21岁的张利显得很瘦小,一说话就脸红,说起当时被搜身时的情景显得很气愤。据她说,当天早上共有51名女工在班,被搜身的50名女工在俱乐部门前的停车场站成两排。李以鸣处长叫大家把上下衣兜翻出来给他和庞程章检查,有些女工还被要求解开马甲衣扣翻内衣兜。搜身没有结果后,她们装个人物品的柜子又被搜查了一遍。事后一名叫田秀霞的女工对她说,庞程章还用手拍有些女工的裤兜,并说他看的是女工的上衣兜,不是看的女工(那里)。许多女工对此表示不满,议论纷纷。
女工主管:我“怂恿”女工被开
已被俱乐部除名的女工主管王京红拿出了几份有女工联名写的辞职书和举报信。辞职原因是“因对李处长无人性化管理不满”,举报信则称“她们曾就搜身一事向李处长提出抗议,并要求赔偿人身损失,但一直未果,特向公安机关报案”。

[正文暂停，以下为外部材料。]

PR #535, opened 2023-05-16
Final caching tweaks

### LINKED ISSUE #322: Caching of shader modules and pipeline objects

almarklein:
This closes #322.

* [x] In blender/flusher: No need to store bind group layouts - the pipeline remembers them. 
* [x] Faster mipmaps by storing bind group objects.
* [x] Did some ~research~ testing to check whether caching texture views and bind groups helps performance. -> it does, especially for the bind group.
* [x] Validated that no new objects are created at draw time (except for the first draw). Disclaimer: I put a print-statement in all the `create_` methods in wgpu-py and ran two examples (`lights_shadow.py`and `dynamic_env_map.py`, which cover light, shadows, mipmaps, and more).

### DIFF
--- a/examples/feature_demo/dynamic_env_map.py
+++ b/examples/feature_demo/dynamic_env_map.py
@@ -82,8 +82,6 @@ camera.show_object(scene, scale=2)
 
 controller = gfx.OrbitController(camera, register_events=renderer)
 
-etimes = []
-
 
 def animate():
     t = time.time()
@@ -105,12 +103,7 @@ def animate():
 
     ob2.local.rotation = la.quat_mul(rot, ob2.local.rotation)
 
-    t0 = time.perf_counter()
     cube_camera.render(scene)
-    etime = time.perf_counter() - t0
-    etimes.append(etime)
-    etimes[:-20] = []
-    print(sum(etimes))
     renderer.render(scene, camera)
     renderer.request_draw()
 
--- a/examples/feature_demo/dynamic_env_map.py
+++ b/examples/feature_demo/dynamic_env_map.py
@@ -82,6 +82,8 @@ camera.show_object(scene, scale=2)
 
 controller = gfx.OrbitController(camera, register_events=renderer)
 
+etimes = []
+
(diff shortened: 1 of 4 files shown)


kushalkolar:
Going to try fpl with this soon (once I catch up with pylinalg refactor). You guys are amazing! :D

Korijn (approved):

PR #536, opened 2023-05-17
Refactor usage of global device

### LINKED ISSUE #531: How to use the device object?
## Purpose
In pygfx we make use of a single global `device` object. One device per process. The motivation is that this allows sharing GPU data easily. This does mean that users won't be able to cleanly isolate GPU stuff, but I'm pretty sure that's ok.

This means that we can define one global, and use that throughout the code. Nice and simple. We do this in a few cases. In most cases, however, the code makes no assumptions about the origin of the device, and it's passed along from one function to the next. The motivation for this has been to allow tests to be performed on a separate device.

Let's do a bit of research to see whether there's actually a benefit for allowing a separate device. If so, we may want to adjust code to clearly mark points where a custom device can be passed. My expectation is that there is not that much of a benefit though, and we can simplify the code in quite a few places.

FWIW isolated tests are still possible by running then in a subprocess.

## Notes

There is `wgpu.utils.get_default_device()`, but we don't use that in pygfx. 

In Pygfx we have the `Shared` class that contains some global stuff for the renderer. An instance of this class is instantiated when the first WgpuRenderer is instantiated. That shared object creates the device:
https://github.com/pygfx/pygfx/blob/f3816b29915422fe18235c194473d9a5c3bfb29a/pygfx/renderers/wgpu/_shared.py#L51-L56

I think it makes sense to only create a device when a renderer is created, e.g. so pygfx can at least be imported (and have some of the units test run) on systems without a backend.

I think we could do something like: create a function that returns the global device object. It creates the device the first time it is called.

almarklein:
Closes #531 

* [x] Introduces a new function `get_shared()` that returns the globally shared object. This object contains the global adapter, device, std uniform buffer, access to the glyph atlas, and maybe more in the future. The first invocation creates the singleton.
* [x] Adds a test to make sure that `get_shared()` is not called during import.
* [x] Refactor code to make use of it. Some rules of thumbs that I used:
  * The device object is not passed as an argument to a function that is defined in another module.
  * Within a module avoid sprinkling `get_shared()` calls by passing the object as an argument (to the module-level private functions).
  * When the logic is structured in a class (e.g. blender, flusher, renderer), store the device on the object for easy use.

### DIFF
--- a/pygfx/renderers/wgpu/__init__.py
+++ b/pygfx/renderers/wgpu/__init__.py
@@ -3,7 +3,7 @@
 # The engine
 from ...objects._base import RenderMask
 from ._utils import registry, register_wgpu_render_function, gpu_caches
-from ._shared import get_shared, stdinfo_uniform_type, print_wgpu_report
+from ._shared import Shared, get_shared, stdinfo_uniform_type, print_wgpu_report
 from ._renderer import WgpuRenderer
 from ._pipeline import Binding
 from ._shader import BaseShader, WorldObjectShader
--- a/pygfx/renderers/wgpu/__init__.py
+++ b/pygfx/renderers/wgpu/__init__.py
@@ -3,7 +3,7 @@
 # The engine
 from ...objects._base import RenderMask
 from ._utils import registry, register_wgpu_render_function, gpu_caches
-from ._shared import Shared, stdinfo_uniform_type, print_wgpu_report
+from ._shared import get_shared, stdinfo_uniform_type, print_wgpu_report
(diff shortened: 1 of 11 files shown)


Korijn (approved):
I don't mind the change but the improvement is also not obvious to me

almarklein:
The main pain point (as I experienced it) was that the device is a global object, but was also passed around from one function to another a lot. My intention with this PR is to make its use more obvious, and tracking the device less of a problem, leading (I hope) to clearer code.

王京红告诉记者,搜身一事发生后,她曾鼓励女工通过法律手段讨公道。9月15日,李桂云、田桂梅、卢爱齐3名女工向行政部及李以鸣提交辞职抗议书,行政部未予答复,李以鸣则对她们出言不逊,刁难说辞职也可以,但要算7天旷工,否则再上7天班才能离开。最后3名女工就搜身提出抗议并要求赔偿时,李以鸣改口说不算7天旷工了,但要扣7天工资。3名女工问为什么别的女工离开时并没有这样的规定,李以鸣不予理睬,并说爱上哪儿告就上哪儿告去。9月16日晚8时,3名女工向青龙湖镇派出所报案。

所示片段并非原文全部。